WordPress is a simple PHP web application which stores its state in two places:
- a MySQL database
- a file system
Most of the data, such as posts and pages are stored in the database, but a few assets (such as uploaded media, themes, and plugins) are stored on disk. So in order to run WordPress over several regions, and survive one region going down, we need to ensure that these state stores are replicated across the regions.
For the database, we can use TiDB, a MySQL-compatible NewSQL database that scales horizontally and supports ACID transactions. As mentioned, it is a CP-style system that uses the Raft protocol and a distributed key-value store to store data.
The file system is a bit trickier.
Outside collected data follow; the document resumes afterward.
PR #7750, opened 2025-12-06
fix: Dialogs/Drawers routes for block subfields

distantnative:
## Description

Adds dialog/drawer sub routes for blocks field subfields.
Was overlooked when adding earlier  FieldDialogController/FieldDrawerController to `v6/develop`.

@bastianallgeier If you have an idea how to write tests for this. I tried but failed.


bastianallgeier (approved):

bastianallgeier:
Codecov is acting up and does not show any results. I think we can ignore this safely at this point.

PR #7753, opened 2025-12-06
refact: Use `ModelItem` classes for picker dialogs

distantnative:
## Description

Goal would be to maybe eventually get rid of `Panel\Model::pickerData()`.

### Merge first

- [x] https://github.com/getkirby/kirby/pull/7752

### DIFF
--- a/src/Panel/Ui/Item/PageItem.php
+++ b/src/Panel/Ui/Item/PageItem.php
@@ -65,6 +65,7 @@ class PageItem extends ModelItem
 		return [
 			...parent::props(),
 			'dragText'    => $this->dragText(),
+			'hasChildren' => $this->model->hasChildren(),
 			'parent'      => $this->model->parentId(),
 			'status'      => $this->model->status(),
 			'template'    => $this->model->intendedTemplate()->name(),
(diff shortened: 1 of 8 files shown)


src/Panel/Ui/Item/PageItem.php
```diff
@@ -65,6 +65,7 @@ public function props(): array
 		return [
 			...parent::props(),
 			'dragText'    => $this->dragText(),
+			'hasChildren' => $this->model->hasChildren(),
```
bastianallgeier: I don't think I would add this to every page item, to be honest. We only need it in the pickers.

distantnative: Hmmm then maybe we need to create a new child class PagePickerItem?

bastianallgeier: Do you think this would be too ugly: 


```php
public function item(ModelWithContent $model): array
{
	return [
		...(new PageItem(
			page: $model,
			image: $this->image,
			info: $this->info,
			layout: $this->layout,
			text: $this->text
		))->props(),
		'hasChildren' => $model->hasChildren(),
	];
}
```

distantnative: A bit yes, but will settle for it if you think that's the good way.

bastianallgeier: I feel like an extra class just for this is a bit excessive at this point. Maybe if we find out later that we can do more things with the pickers, it makes more sense.

bastianallgeier (approved):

However, since the file-system is arguably less important to keep in perfect sync (we can accept a few seconds delay before an image gets replicated across all sites), we’ll use an asynchronous replication approach with the help of SyncThing, which can listen for filesystem notifications (inotify) to send file-system updates to its peers. Think of it as a bidirectional rsync.
This basic setup is illustrated in this image:
The following image shows, in greater detail, what the setup looks like (click for bigger version).
If you’d like to read more about the details and/or try out this example yourself, follow the instructions in the demo github repo.
The code is far from perfect and has a long ways to go before being ready to put into production (did someone say security?), however it does show the feasibility of this type of highly fault-tolerant and geographically distributed setup.
It won’t give you 100% uptime (this is unattainable, remember?). In particular, you may see some occasional 502 (Bad Gateway) errors if you “take down” a region (for example, by stopping all instances in a region), before the load-balancer health-checks have discovered the unhealthy endpoints and taken it out of rotation. To reduce the risk of this happening, you can reduce health check timeouts/intervals manually for the Cloud load-balancer (it is not yet supported in the Terraform module, Issue #28).
- Be careful before you decide on an AP state store. In most cases, trading off consistency for lower latency is a poor deal, that you will pay back with interest when you try to deal with inconsistencies in code.
- NewSQL open up interesting opportunities for geographically distributing applications with traditional (ACID) database needs.